** Opening Dataset records block **

PR #4399, opened 2026-08-31
[BUGFIX] Fix e2e test for moving panel to different group after Layout tab move

adrianSepiol:


Nexucis (approved):
awesome @adrianSepiol, thank you very much 🙏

** Closing Dataset records block **

Description of the task:
Go through the records and output them all, word for word.

Solution to this exercise:
PR #4399, opened 2026-08-31
[BUGFIX] Fix e2e test for moving panel to different group after Layout tab move

adrianSepiol:


Nexucis (approved):
awesome @adrianSepiol, thank you very much 🙏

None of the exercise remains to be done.